S3 Unload - Maia Documentation

S3 Unload is an orchestration component that creates files on a specified S3 bucket and populates those files by copying data from a designated table or view. To access an S3 bucket from a different AWS account, read Background: Cross-account permissions and using IAM roles.

We have identified issues when using the S3 Unload component for AWS Databricks with Serverless SQL warehouses or Classic SQL warehouses. Our team is actively investigating these issues to improve the component’s functionality. In the meantime, we recommend using an All-purpose compute as a temporary workaround.

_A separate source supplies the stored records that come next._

PR #201, opened 2017-12-27
Refactor writing requests as prerequisite of tag grouping revamp.

qingling128:
This is a prerequisite of https://github.com/GoogleCloudPlatform/fluent-plugin-google-cloud/pull/202.

### DIFF
--- a/lib/fluent/plugin/out_google_cloud.rb
+++ b/lib/fluent/plugin/out_google_cloud.rb
@@ -455,11 +455,9 @@ module Fluent
 
       if @use_grpc
         @construct_log_entry = method(:construct_log_entry_in_grpc_format)
-        @construct_log_request = method(:construct_log_request_in_grpc_format)
         @write_request = method(:write_request_via_grpc)
       else
         @construct_log_entry = method(:construct_log_entry_in_rest_format)
-        @construct_log_request = method(:construct_log_request_in_rest_format)
         @write_request = method(:write_request_via_rest)
       end
 
@@ -549,11 +547,12 @@ module Fluent
         log_name = "projects/#{@project_id}/logs/#{log_name(
           tag, group_level_resource)}"
 
-        requests_to_send << @construct_log_request.call(
-          entries,
-          log_name,
-          group_level_resource,
-          group_level_common_labels)
+        requests_to_send << {
+          'entries' => entries,
+          'log_name' => log_name,
+          'resource' => group_level_resource,
+          'labels' => group_level_common_labels
+        }
       end
 
       requests_to_send.each do |request|
@@ -608,45 +607,20 @@ module Fluent
       )
     end
 
-    def construct_log_request_in_grpc_format(entries,
-                                             log_name,
-                                             resource,
-                                             labels)
-      utf8_encoded_labels = labels.map do |k, v|
-        [k.encode('utf-8'), convert_to_utf8(v)]
-      end.to_h
-      Google::Logging::V2::WriteLogEntriesRequest.new(
-        entries: entries,
-        log_name: log_name,
-        resource: Google::Api::MonitoredResource.new(
-          type: resource.type,
-          labels: resource.labels.to_h
-        ),
-        labels: utf8_encoded_labels,
-        partial_success: @partial_success)
-    end
-
-    def construct_log_request_in_rest_format(entries,
-                                             log_name,
-                                             resource,
-                                             labels)
-      Google::Apis::LoggingV2::WriteLogEntriesRequest.new(
-        entries: entries,
-        log_name: log_name,
-        resource: resource,
-        labels: labels,
-        partial_success: @partial_success)
-    end
-
     def write_request_via_grpc(request)
       client = api_client
-      entries_count = request.entries.length
+      entries_count = request['entries'].length
       client.write_log_entries(
         # Ignore partial_success for gRPC path.
-        request.entries,
-        log_name: request.log_name,
-        resource: request.resource,
-        labels: request.labels.to_h
+        request['entries'],
+        log_name: request['log_name'],
+        resource: Google::Api::MonitoredResource.new(
+          type: request['resource'].type,
+          labels: request['resource'].labels.to_h
+        ),
+        labels: request['labels'].map do |k, v|
+          [k.encode('utf-8'), convert_to_utf8(v)]
+        end.to_h
       )
       increment_successful_requests_count
       increment_ingested_entries_count(entries_count)
@@ -733,9 +707,15 @@ module Fluent
 
     def write_request_via_rest(request)
       client = api_client
-      entries_count = request.entries.length
+      entries_count = request['entries'].length
       client.write_entry_log_entries(
-        request,
+        Google::Apis::LoggingV2::WriteLogEntriesRequest.new(
+          entries: request['entries'],
+          log_name: request['log_name'],
+          resource: request['resource'],
+          labels: request['labels'],
+          partial_success: @partial_success
+        ),
         options: { api_format_version: '2' }
       )
       increment_successful_requests_count
--- a/lib/fluent/plugin/out_google_cloud.rb
+++ b/lib/fluent/plugin/out_google_cloud.rb
@@ -295,13 +295,13 @@ module Fluent
     config_param :labels, :hash, :default => nil
 
     # Whether to use gRPC instead of REST/JSON to communicate to the
-    # Cloud Logging API.
+    # Stackdriver Logging API.
     config_param :use_grpc, :bool, :default => false
 
     # Whether valid entries should be written even if some other entries fail
     # due to INVALID_ARGUMENT or PERMISSION_DENIED errors when communicating to
-    # the Cloud Logging API. This is highly recommended. Right now this only
-    # works with the REST path (use_grpc = false).
+    # the Stackdriver Logging API. This is highly recommended. Right now this
+    # only works with the REST path (use_grpc = false).
     config_param :partial_success, :bool, :default => false
 
     # Whether to allow non-UTF-8 characters in user logs. If set to true, any
@@ -578,7 +578,7 @@ module Fluent
           partial_success: @partial_success)
       end
       requests_to_send.each do |request|
-        # Does the actual write to the cloud logging api.
+        # Does the actual write to the Stackdriver Logging API.
         send(write_request_function, request)
       end
     end
--- a/lib/fluent/plugin/out_google_cloud.rb
+++ b/lib/fluent/plugin/out_google_cloud.rb
@@ -577,9 +577,14 @@ module Fluent
           labels: group_level_common_labels,
           partial_success: @partial_success)
       end
+      write_request = method(if @use_grpc
+                               :write_request_via_grpc
+                             else
+                               :write_request_via_http
+                             end)
       requests_to_send.each do |request|
         # Does the actual write to the Stackdriver Logging API.
-        send(write_request_function, request)
+        write_request.call(request)
       end
     end
 
--- a/lib/fluent/plugin/out_google_cloud.rb
+++ b/lib/fluent/plugin/out_google_cloud.rb
@@ -570,10 +570,6 @@ module Fluent
 
         # Does the actual write to the cloud logging api.
         if @use_grpc
-          labels_utf8_pairs = group_level_common_labels.map do |k, v|
-            [k.encode('utf-8'), convert_to_utf8(v)]
-          end
-
           requests_to_send << Google::Logging::V2::WriteLogEntriesRequest.new(
             entries: entries,
             log_name: log_name,
@@ -581,15 +577,16 @@ module Fluent
               type: group_level_resource.type,
               labels: group_level_resource.labels.to_h
             ),
-            labels: labels_utf8_pairs.to_h)
+            labels: group_level_common_labels,
+            partial_success: @partial_success)
         else
           requests_to_send << \
             Google::Apis::LoggingV2::WriteLogEntriesRequest.new(
+              entries: entries,
               log_name: log_name,
               resource: group_level_resource,
               labels: group_level_common_labels,
-              partial_success: @partial_success,
-              entries: entries)
+              partial_success: @partial_success)
         end
       end
       requests_to_send.each do |request|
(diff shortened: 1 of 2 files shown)


lib/fluent/plugin/out_google_cloud.rb
```diff
@@ -568,176 +569,188 @@ def write(chunk)
...
+              resource: group_level_resource,
+              labels: group_level_common_labels,
+              partial_success: @partial_success,
+              entries: entries)
+        end
+      end
+      requests_to_send.each do |request|
+        client = api_client
+        if @use_grpc
+          write_request_via_grpc(client, request)
```
igorpeshansky: There's got to be a way to just assign a callable value conditionally somewhere at the top and then invoke it here unconditionally.

lib/fluent/plugin/out_google_cloud.rb
```diff
@@ -568,176 +569,188 @@ def write(chunk)
           tag, group_level_resource)}"
 
         # Does the actual write to the cloud logging api.
-        client = api_client
         if @use_grpc
-          begin
-            labels_utf8_pairs = group_level_common_labels.map do |k, v|
-              [k.encode('utf-8'), convert_to_utf8(v)]
-            end
+          labels_utf8_pairs = group_level_common_labels.map do |k, v|
```
igorpeshansky: Since we're decomposing the request in `write_request_via_grpc` anyway, would it make sense to fold these tranformations into `write_request_via_grpc` and send in the same request object as on the HTTP path? We could even set `partial_success` on that one and ignore it (with a comment) in `write_request_via_grpc`.

qingling128: The utf8 transformation has been folded into `write_request_via_grpc`. Also made the changes to pipe up requests here in REST format and let gRPC path decompose them later.

lib/fluent/plugin/out_google_cloud.rb
qingling128: Changed it to use a caller function like this:

```
def write_request_function
  @use_grpc ? 'write_request_via_grpc' : 'write_request_via_http'
end
```

Then
```
send(write_request_function, client, request)
```

WDYT?

lib/fluent/plugin/out_google_cloud.rb
```diff
@@ -567,177 +568,182 @@ def write(chunk)
...
-                partial_success: @partial_success,
-                entries: entries)
-            entries_count = entries.length
-            client.write_entry_log_entries(
-              write_request,
-              options: { api_format_version: '2' }
-            )
+    def write_request_via_grpc(client, request)
+      entries_count = request.entries.length
+      labels_utf8_pairs = request.labels.map do |k, v|
```
igorpeshansky: No longer "pairs", right? This is now a hash. How about `labels_utf8` or `utf8_encoded_labels`?

lib/fluent/plugin/out_google_cloud.rb
igorpeshansky: Hmm, invoke by name (`send`) wouldn't be my first choice. Some alternatives (don't require a separate method):
1. Bound method:
   ```ruby
   write_request = method(if @use_grpc then
                            :write_request_via_grpc
                          else
                            :write_request_via_http
                          end)
   ...
   write_request.call(client, request)
   ```
2. Proc:
   ```ruby
   write_request = if @use_grpc then
                     proc {|v| write_request_via_grpc(v)}
                   else
                     proc {|v| write_request_via_http(v)}
                   end
   ...
   write_request.call(client, request)
   ```
3. Lambda:
   ```ruby
   write_request = if @use_grpc then
                     ->v {write_request_via_grpc(v)}
                   else
                     ->v {write_request_via_http(v)}
                   end
   ...
   write_request.call(client, request)
   ```

lib/fluent/plugin/out_google_cloud.rb
```diff
@@ -567,177 +568,182 @@ def write(chunk)
...
+        # them later.
+        requests_to_send << Google::Apis::LoggingV2::WriteLogEntriesRequest.new(
+          entries: entries,
+          log_name: log_name,
+          resource: group_level_resource,
+          labels: group_level_common_labels,
+          partial_success: @partial_success)
+      end
+      requests_to_send.each do |request|
         client = api_client
```
igorpeshansky: You can now inline this directly into the call...

lib/fluent/plugin/out_google_cloud.rb
```diff
@@ -567,177 +568,182 @@ def write(chunk)
...
-        if @use_grpc
-          begin
-            labels_utf8_pairs = group_level_common_labels.map do |k, v|
-              [k.encode('utf-8'), convert_to_utf8(v)]
-            end
+        # Does the actual write to the cloud logging api.
```
igorpeshansky: Nit: `Cloud Logging API`.

lib/fluent/plugin/out_google_cloud.rb
qingling128: Nice catch. Rename `labels_utf8_pairs` to `utf8_encoded_labels`.

lib/fluent/plugin/out_google_cloud.rb
qingling128: I've folded `api_client` into the call.

BTW, I created b/71806931 to audit the way we use the api client (we are initiating a new one for every request).

lib/fluent/plugin/out_google_cloud.rb
qingling128: Renamed it to `Stackdriver Logging API` since that's how we refer to it in [external docs](https://cloud.google.com/logging/docs/reference/v2/rest/).

lib/fluent/plugin/out_google_cloud.rb
qingling128: Changed it to use Bound method.

lib/fluent/plugin/out_google_cloud.rb
igorpeshansky: :+1:

lib/fluent/plugin/out_google_cloud.rb
```diff
@@ -567,177 +568,188 @@ def write(chunk)
...
+          labels: group_level_common_labels,
+          partial_success: @partial_success)
+      end
+      write_request = method(if @use_grpc then
+                               :write_request_via_grpc
+                             else
+                               :write_request_via_http
+                             end)
+      requests_to_send.each do |request|
+        # Does the actual write to the Stackdriver Logging API.
```
igorpeshansky: This comment may now be more useful on the `write_request` assignment above.

lib/fluent/plugin/out_google_cloud.rb
igorpeshansky: SG. FWIW, I was thinking of simply folding it into the `write_request(api_client, request)` call, but your way is better.

lib/fluent/plugin/out_google_cloud.rb

lib/fluent/plugin/out_google_cloud.rb
qingling128: 😃

lib/fluent/plugin/out_google_cloud.rb

lib/fluent/plugin/out_google_cloud.rb
qingling128: In fact, this is a bit weird now... We are send the same request (in REST format) for both REST and gRPC. But within the request, the entries still have different format.

qingling128: I just refactored that part to use callers to construct both entries and requests.

igorpeshansky: Yeah, I agree it's not the most intuitive approach. Now that we only have the single `request` argument, would it make sense to have an array of hashes, send it in as a bunch of decomposed pieces and reconstruct in both methods? E.g.:
```ruby
        requests_to_send << {
          entries: entries,
          log_name: log_name,
          resource: group_level_resource,
          labels: group_level_common_labels,
          partial_success: @partial_success
        }
      end
      # Does the actual write to the Stackdriver Logging API.
      write_request = method(if @use_grpc
                               :write_request_via_grpc
                             else
                               :write_request_via_http
                             end)
      requests_to_send.each do |request|
        write_request.call(**request)
      end
...


    def write_request_via_grpc(entries:, log_name:, resource:, labels:,
                               partial_success:)
      client = api_client
      entries_count = entries.length
      utf8_encoded_labels = labels.map do |k, v|
        [k.encode('utf-8'), convert_to_utf8(v)]
      end.to_h
      client.write_log_entries(
        # Ignore partial_success for gRPC path.
        entries,
        log_name: log_name,
        resource: Google::Api::MonitoredResource.new(
          type: resource.type,
          labels: resource.labels.to_h
        ),
        labels: utf8_encoded_labels
      )
      ...

    def write_request_via_http(entries:, log_name:, resource:, labels:,
                               partial_success:)
      client = api_client
      entries_count = entries.length
      client.write_entry_log_entries(
        Google::Apis::LoggingV2::WriteLogEntriesRequest.new(**request),
        options: { api_format_version: '2' }
      )
```

WDYT?

qingling128: That's an interesting idea. I gave it a try. Unfortunately `Keyword Arguments` is not supported by Ruby 2.1... Right now we support Ruby 2.1 - 2.4 (https://github.com/GoogleCloudPlatform/fluent-plugin-google-cloud/blob/master/.travis.yml).

BTW, I made some change in commit f7337c56cd44546f39ed1cd7e658af33096d0cec to use callers.

lib/fluent/plugin/out_google_cloud.rb
```diff
@@ -453,6 +453,16 @@ def configure(conf)
       @resource.labels.freeze
       @common_labels.freeze
 
+      if @use_grpc
+        @construct_log_entry = method(:construct_log_entry_in_grpc_format)
+        @construct_log_request = method(:construct_log_request_in_grpc_format)
```
igorpeshansky: Did you see my proposal of treating requests as hashes? We may still want the `@construct_log_entry` refactoring, but I think constructing the request and then decomposing it is overkill.

lib/fluent/plugin/out_google_cloud.rb
igorpeshansky: That's fine, you can pass in the hash and access its elements, to make it Ruby 2.1-compatible. Keyword arguments make the code nicer, but aren't essential for this solution.

qingling128: Cool cool. Just changed the code to pass a hash instead of a request object.

lib/fluent/plugin/out_google_cloud.rb
qingling128: Ah, saw it. I've changed it to use a hash instead.

lib/fluent/plugin/out_google_cloud.rb
```diff
@@ -567,176 +547,226 @@ def write(chunk)
...
-              @successful_call = true
-              @log.info 'Successfully sent to Stackdriver Logging API.'
-            end
+    def construct_log_entry_in_grpc_format(common_labels,
+                                           resource,
+                                           severity,
+                                           ts_secs,
+                                           ts_nanos)
+      entry = Google::Logging::V2::LogEntry.new(
+        labels: common_labels,
```
igorpeshansky: I'm confused -- is this not using named arguments? Is this Ruby 2.1-compatible?

lib/fluent/plugin/out_google_cloud.rb
```diff
@@ -567,176 +547,226 @@ def write(chunk)
...
-            increment_successful_requests_count
-            increment_ingested_entries_count(entries_count)
-
-            # Let the user explicitly know when the first call succeeded, to aid
-            # with verification and troubleshooting.
-            unless @successful_call
-              @successful_call = true
-              @log.info 'Successfully sent to Stackdriver Logging API.'
-            end
+    def construct_log_entry_in_grpc_format(common_labels,
```
igorpeshansky: s/`common_labels`/`labels`/. Also in `construct_log_entry_in_rest_format`.

lib/fluent/plugin/out_google_cloud.rb
```diff
@@ -567,176 +547,226 @@ def write(chunk)
...
 
-        # Does the actual write to the cloud logging api.
-        client = api_client
-        if @use_grpc
-          begin
-            labels_utf8_pairs = group_level_common_labels.map do |k, v|
-              [k.encode('utf-8'), convert_to_utf8(v)]
-            end
+        requests_to_send << {
+          'entries' => entries,
```
igorpeshansky: Why not use symbols:
```ruby
        requests_to_send << {
          entries: entries,
          log_name: log_name,
          resource: group_level_resource,
          labels: group_level_common_labels
      }
...
      request[:entries]
...
```
?

lib/fluent/plugin/out_google_cloud.rb

lib/fluent/plugin/out_google_cloud.rb
qingling128: Ah, right. Turned out it is not Ruby 2.1 that does not support keyword argument, but Rubocop not configured correctly to recognize the syntax. After setting `TargetRubyVersion` to `2.1` instead of the default `2.0`, I no longer get this error:

```
lib/fluent/plugin/out_google_cloud.rb:708:40: E: unexpected token tCOMMA
    def write_request_via_rest(entries:, log_name:, resource:, labels:)
```

I've changed the implementation to use keyword arguments instead.

lib/fluent/plugin/out_google_cloud.rb
```diff
@@ -567,176 +547,226 @@ def write(chunk)
...
-            increment_ingested_entries_count(entries_count)
-
-            # Let the user explicitly know when the first call succeeded, to aid
-            # with verification and troubleshooting.
-            unless @successful_call
-              @successful_call = true
-              @log.info 'Successfully sent gRPC to Stackdriver Logging API.'
-            end
+      requests_to_send.each do |request|
+        @write_request.call(request)
```
igorpeshansky: Should this be `**request`, to translate the hash into keyword arguments? Or does it "just work"(tm)?

qingling128: It just works because `request` is the only param here. `**request` is needed only if it's passing "additional" params, e.g.:

```
@write_request.call(entries: something_here, **request)
```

If the component requires access to a cloud provider (AWS, Azure, or GCP), it will use credentials as follows:

If using Matillion Full SaaS: The component will use the cloud credentials associated with your environment to access resources.
If using Hybrid SaaS: By default the component will inherit the agent’s execution role (service account role). However, if there are cloud credentials associated to your environment, these will overwrite the role.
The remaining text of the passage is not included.